(Provided entries begins)

PR #1897, opened 2026-07-22
Turn off path length scaling for KKShellXing by default

RobMina:
Allow to turn it on for each intersection type separately.


oksuzian:
### 🔴 `BetheCorrectionPassive` is dead — no consumer
`KKMaterial.hh` adds `applyBetheCorrectionPassive()` and the fcl adds `BetheCorrectionPassive`, but nothing calls it. `KKExtrap.hh` only wires IPA, ST, and CRV — there is no passive-material (DS cylinders / concrete) Xing that uses it. So the flag advertised in the fcl comment ("DS cylinders, concrete/strongback planes") has no effect. Either remove it or add the passive-crossing wiring (there's a `// TODO add DS and shielding material` at line 44 of `KKExtrap.hh`).

PR #258, opened 2020-12-04
Always Use Job Identifiers

ghickman:
This sets identifiers for Jobs created by job-server (ie "pre v2) and switches to using those identifiers everywhere.  Identifiers set this way have the suffix `-manually-set` so we can roll back if necessary.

(Provided entries ends)

- **Task details**
Please go through the listing and return each line that has "Identifiers" in it.

- **Final answer**
Always Use Job Identifiers
This sets identifiers for Jobs created by job-server (ie "pre v2) and switches to using those identifiers everywhere.  Identifiers set this way have the suffix `-manually-set` so we can roll back if necessary.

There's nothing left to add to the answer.